Given data Start Marker

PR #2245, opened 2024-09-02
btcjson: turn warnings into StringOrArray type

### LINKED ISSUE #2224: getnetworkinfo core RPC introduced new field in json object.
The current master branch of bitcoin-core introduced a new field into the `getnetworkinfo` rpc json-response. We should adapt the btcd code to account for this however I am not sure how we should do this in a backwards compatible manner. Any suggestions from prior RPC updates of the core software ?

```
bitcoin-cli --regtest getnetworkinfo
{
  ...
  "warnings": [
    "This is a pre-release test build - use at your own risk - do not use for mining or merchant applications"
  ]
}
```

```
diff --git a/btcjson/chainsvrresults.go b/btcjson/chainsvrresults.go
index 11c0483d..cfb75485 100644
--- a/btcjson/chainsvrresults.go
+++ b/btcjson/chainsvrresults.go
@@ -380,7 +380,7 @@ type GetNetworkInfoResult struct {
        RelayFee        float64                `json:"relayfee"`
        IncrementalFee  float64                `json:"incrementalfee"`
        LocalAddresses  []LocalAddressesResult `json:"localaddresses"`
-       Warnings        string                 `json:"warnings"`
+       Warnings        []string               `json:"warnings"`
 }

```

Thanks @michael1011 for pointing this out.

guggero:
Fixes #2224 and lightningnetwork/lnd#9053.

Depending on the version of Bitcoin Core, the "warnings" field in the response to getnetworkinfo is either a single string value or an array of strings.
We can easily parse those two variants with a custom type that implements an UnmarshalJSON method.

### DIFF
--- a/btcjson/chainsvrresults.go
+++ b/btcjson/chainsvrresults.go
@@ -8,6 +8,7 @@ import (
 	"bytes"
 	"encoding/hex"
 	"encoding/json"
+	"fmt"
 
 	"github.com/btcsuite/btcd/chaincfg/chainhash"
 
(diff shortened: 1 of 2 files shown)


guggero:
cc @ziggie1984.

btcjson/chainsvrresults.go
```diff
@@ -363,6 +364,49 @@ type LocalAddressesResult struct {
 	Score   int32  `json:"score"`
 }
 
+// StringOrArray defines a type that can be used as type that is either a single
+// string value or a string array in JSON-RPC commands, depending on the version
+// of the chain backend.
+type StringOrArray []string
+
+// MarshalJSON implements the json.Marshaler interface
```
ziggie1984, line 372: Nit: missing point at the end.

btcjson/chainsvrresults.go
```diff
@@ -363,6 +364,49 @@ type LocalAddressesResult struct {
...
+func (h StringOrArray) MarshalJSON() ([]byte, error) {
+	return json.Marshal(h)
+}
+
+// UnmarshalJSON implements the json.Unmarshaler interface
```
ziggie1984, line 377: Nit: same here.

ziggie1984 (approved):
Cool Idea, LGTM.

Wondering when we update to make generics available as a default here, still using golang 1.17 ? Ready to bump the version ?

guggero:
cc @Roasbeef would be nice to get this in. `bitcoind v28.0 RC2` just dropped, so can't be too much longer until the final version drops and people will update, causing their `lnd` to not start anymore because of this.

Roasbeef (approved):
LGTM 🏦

Given data End Marker
Given data Start Marker

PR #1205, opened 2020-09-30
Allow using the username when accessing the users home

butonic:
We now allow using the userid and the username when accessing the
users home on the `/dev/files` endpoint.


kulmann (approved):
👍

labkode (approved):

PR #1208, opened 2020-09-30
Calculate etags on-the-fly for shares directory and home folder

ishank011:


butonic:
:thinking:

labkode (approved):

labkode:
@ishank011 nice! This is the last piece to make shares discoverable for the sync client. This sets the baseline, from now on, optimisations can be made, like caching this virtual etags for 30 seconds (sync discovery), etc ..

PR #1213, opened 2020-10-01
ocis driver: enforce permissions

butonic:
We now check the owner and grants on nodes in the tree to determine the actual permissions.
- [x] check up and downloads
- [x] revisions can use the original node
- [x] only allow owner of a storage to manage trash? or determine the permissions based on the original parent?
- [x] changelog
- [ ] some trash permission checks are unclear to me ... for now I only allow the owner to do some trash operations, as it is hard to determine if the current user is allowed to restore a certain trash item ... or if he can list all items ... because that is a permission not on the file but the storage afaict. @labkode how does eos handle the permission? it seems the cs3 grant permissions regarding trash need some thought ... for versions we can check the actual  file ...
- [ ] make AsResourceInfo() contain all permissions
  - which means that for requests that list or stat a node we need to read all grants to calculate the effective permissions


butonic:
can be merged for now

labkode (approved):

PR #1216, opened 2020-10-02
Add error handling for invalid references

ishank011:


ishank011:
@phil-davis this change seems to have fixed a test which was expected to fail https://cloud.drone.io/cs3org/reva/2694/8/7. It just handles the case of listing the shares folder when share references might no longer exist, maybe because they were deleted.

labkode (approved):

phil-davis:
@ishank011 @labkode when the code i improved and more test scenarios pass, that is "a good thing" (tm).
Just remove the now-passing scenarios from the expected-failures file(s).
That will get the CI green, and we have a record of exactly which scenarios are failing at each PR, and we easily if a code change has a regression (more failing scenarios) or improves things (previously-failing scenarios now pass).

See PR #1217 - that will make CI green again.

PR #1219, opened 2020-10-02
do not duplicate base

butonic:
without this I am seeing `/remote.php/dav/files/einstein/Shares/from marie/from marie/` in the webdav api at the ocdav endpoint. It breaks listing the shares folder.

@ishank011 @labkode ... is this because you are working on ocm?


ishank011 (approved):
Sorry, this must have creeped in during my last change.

Given data End Marker
Given data Start Marker

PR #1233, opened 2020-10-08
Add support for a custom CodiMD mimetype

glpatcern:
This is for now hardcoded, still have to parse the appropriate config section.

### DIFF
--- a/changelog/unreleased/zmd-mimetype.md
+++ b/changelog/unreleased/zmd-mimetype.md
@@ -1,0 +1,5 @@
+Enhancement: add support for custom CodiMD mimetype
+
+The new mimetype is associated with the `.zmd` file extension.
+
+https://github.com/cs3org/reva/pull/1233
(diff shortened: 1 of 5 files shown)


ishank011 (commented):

Given data End Marker

- _Work item_
Count, in the listing, each line that holds the string "github", then give the count and nothing else.

- _Response box_
2